Kouji Kimura et al. Antimicrob Agents Chemother. 2008 Aug.

Abstract

Group B streptococci (GBS; Streptococcus agalactiae) are the leading cause of neonatal invasive diseases and are also important pathogens for adults. Penicillins are the drugs of first choice for the treatment of GBS infections, since GBS have been regarded to be uniformly susceptible to penicillins so far. Here we characterize the first strains of GBS with reduced penicillin susceptibility (PRGBS) identified in Japan. Fourteen PRGBS strains were clinically isolated from the sputa of elderly patients from 1995 to 2005; and the MICs of penicillin, oxacillin, and ceftizoxime ranged from 0.25 to 1 microg/ml, 2 to 8 microg/ml, and 4 to 128 microg/ml, respectively.

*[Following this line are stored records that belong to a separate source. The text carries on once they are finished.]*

Issue #2209, opened 2018-09-11
Deserialization by value is not checked against enum values


cspencer51:
The following code fails with: `core.exception.SwitchError@source/app.d(17): No appropriate switch clause found` because the deserialization code casts the value to the Enum type but does not check the cast value against the possible enum values (https://github.com/vibe-d/vibe.d/blob/master/data/vibe/data/serialization.d#L601).

```
import vibe.d;

enum A : string
{
    Type1 = "one"
}

void main()
{
    struct MyStruct
    {
        A thing;
    }

    MyStruct x = deserializeJson!MyStruct(`{"thing": "nonsense"}`);

    final switch(x.thing)
    {
        case A.Type1:
            break;
    }
}

```

PR #2345, opened 2019-08-06
fix enum handling

madmax-inc:
Hey there!

Seems the enum values handling in (de)serialization is inaccurate right now. One should probably throw an exception if input isn't a valid enum member.

Relates: #2209

### DIFF
--- a/data/vibe/data/json.d
+++ b/data/vibe/data/json.d
@@ -1771,7 +1771,7 @@ unittest {
 	See_Also: vibe.data.serialization.serialize, vibe.data.serialization.deserialize, serializeToJson, deserializeJson
 */
 struct JsonSerializer {
-	template isJsonBasicType(T) { enum isJsonBasicType = std.traits.isNumeric!T || isBoolean!T || isSomeString!T || is(T == enum) || is(T == typeof(null)) || is(Unqual!T == UUID) || isJsonSerializable!T; }
+	template isJsonBasicType(T) { enum isJsonBasicType = std.traits.isNumeric!T || isBoolean!T || isSomeString!T || is(T == typeof(null)) || is(Unqual!T == UUID) || isJsonSerializable!T; }
 
 	template isSupportedValueType(T) { enum isSupportedValueType = isJsonBasicType!T || is(Unqual!T == Json) || is(Unqual!T == JSONValue); }
 
@@ -1867,22 +1867,6 @@ struct JsonSerializer {
 				case Json.Type.undefined: return T.nan;
 				case Json.Type.float_: return cast(T)m_current.get!double;
 				case Json.Type.bigInt: return cast(T)m_current.bigIntToLong();
-			}
-		} else static if (is(T == enum)) {
-			const T value = () {
-				static if (hasPolicyAttributeL!(ByNameAttribute, Traits.Policy, Traits.Attributes)) {
-					return readValue!(Traits, string)().to!T();
-				} else {
-					return cast(T)readValue!(Traits, OriginalType!T)();
-				}
-			}();
-
-			switch (value) {
-				static foreach (enumvalue; EnumMembers!T) {
-					case enumvalue: return value;
-				}
-				default:
-					throw new JSONException("Unexpected enum value " ~ value.to!string());
 			}
 		} else static if (is(T == const(char)[])) {
 			return readValue!(Traits, string);
--- a/data/vibe/data/json.d
+++ b/data/vibe/data/json.d
@@ -1771,7 +1771,7 @@ unittest {
 	See_Also: vibe.data.serialization.serialize, vibe.data.serialization.deserialize, serializeToJson, deserializeJson
 */
 struct JsonSerializer {
-	template isJsonBasicType(T) { enum isJsonBasicType = std.traits.isNumeric!T || isBoolean!T || isSomeString!T || is(T == typeof(null)) || is(Unqual!T == UUID) || isJsonSerializable!T; }
+	template isJsonBasicType(T) { enum isJsonBasicType = std.traits.isNumeric!T || isBoolean!T || isSomeString!T || is(T == enum) || is(T == typeof(null)) || is(Unqual!T == UUID) || isJsonSerializable!T; }
 
 	template isSupportedValueType(T) { enum isSupportedValueType = isJsonBasicType!T || is(Unqual!T == Json) || is(Unqual!T == JSONValue); }
 
@@ -1867,6 +1867,22 @@ struct JsonSerializer {
 				case Json.Type.undefined: return T.nan;
 				case Json.Type.float_: return cast(T)m_current.get!double;
 				case Json.Type.bigInt: return cast(T)m_current.bigIntToLong();
+			}
+		} else static if (is(T == enum)) {
+			const T value = () {
+				static if (hasPolicyAttributeL!(ByNameAttribute, Traits.Policy, Traits.Attributes)) {
+					return readValue!(Traits, string)().to!T();
+				} else {
+					return cast(T)readValue!(Traits, OriginalType!T)();
+				}
+			}();
+
+			switch (value) {
+				static foreach (enumvalue; EnumMembers!T) {
+					case enumvalue: return value;
+				}
+				default:
+					throw new JSONException("Unexpected enum value " ~ value.to!string());
 			}
 		} else static if (is(T == const(char)[])) {
 			return readValue!(Traits, string);
--- a/data/vibe/data/serialization.d
+++ b/data/vibe/data/serialization.d
@@ -285,6 +285,26 @@ unittest {
 	assert(test.text == "Hello");
 }
 
+unittest {
+	import vibe.data.json;
+	import std.exception;
+
+	enum Testable : string {
+		foo = "foo",
+		bar = "bar"
+	}
+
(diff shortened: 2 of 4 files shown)


web/vibe/web/rest.d
```diff
@@ -1444,12 +1445,16 @@ private HTTPServerRequestDelegate jsonMethodHandler(alias Func, size_t ridx, T)(
...
 						catch (JSONException e) enforceBadRequest(false, e.msg);
+						catch (SerializationLogicError e) enforceBadRequest(false, e.msg);
 					} else static if (sparam.kind == ParameterKind.body_) {
 						try {
 							if (auto pv = fieldname in req.json)
 								v = deserializeJson!PT(*pv);
-						} catch (JSONException e)
+						} catch (JSONException e) {
 							enforceBadRequest(false, e.msg);
+						} catch (SerializationLogicError e) {
```
Geod24: What's the point of introducing a new exception type if the handling is exactly the same ?
Also, it's an `Exception`, not an `Error`. In D, `XXXError` are classes derived from `Error` by convention.

madmax-inc: > What's the point of introducing a new exception type if the handling is exactly the same ?

Well a custom exception class is here because it's being thrown from a generic deserialization routine (not a JSON one). The same logic works well on a `BsonSerializer` or any other custom serializer.
So the exception definitely should not be a `JSONException`.

madmax-inc: > Also, it's an Exception, not an Error. In D, XXXError are classes derived from Error by convention.

Ok then. I'll rename it into `SerializationLogicException`. Thanks :)

Geod24: > So the exception definitely should not be a `JSONException`.

Except, any client will not want to catch both `JSONException` and `SerializationLogicException`.  So we're forcing callers to handle 2 exception type for an internal detail. That's a pretty bad API IMO.

madmax-inc: > > So the exception definitely should not be a `JSONException`.
> 
> Except, any client will not want to catch both `JSONException` and `SerializationLogicException`. So we're forcing callers to handle 2 exception type for an internal detail. That's a pretty bad API IMO.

Moreover, some strains were also insusceptible to ampicillin, cefazolin, cefepime, and cefotaxime. All the PRGBS isolates tested possessed a few amino acid substitutions adjacent to the conserved SSN and KSG motifs (amino acids 402 to 404 and 552 to 554, respectively) of PBP 2X, and the amino acid substitutions could be classified into two types, Q557E and V405A. Western blotting analysis of the 14 clinical isolates with anti-PBP 2X-specific serum suggested that the amount of PBP 2X among the 14 PRGBS isolates was reduced, although the 2 ATCC strains produced a significant amount of PBP 2X. The introduction of PRGBS-derived PBP 2X genes into penicillin-susceptible strains through allelic exchange elevated their penicillin insusceptibility, suggesting that these altered PBP 2X genes are responsible for the penicillin insusceptibility in PRGBS strains. In this study, we characterized for the first time PRGBS strains on a molecular basis, although several reports have so far mentioned the existence of beta-lactam-insusceptible GBS from a phenotypic standpoint.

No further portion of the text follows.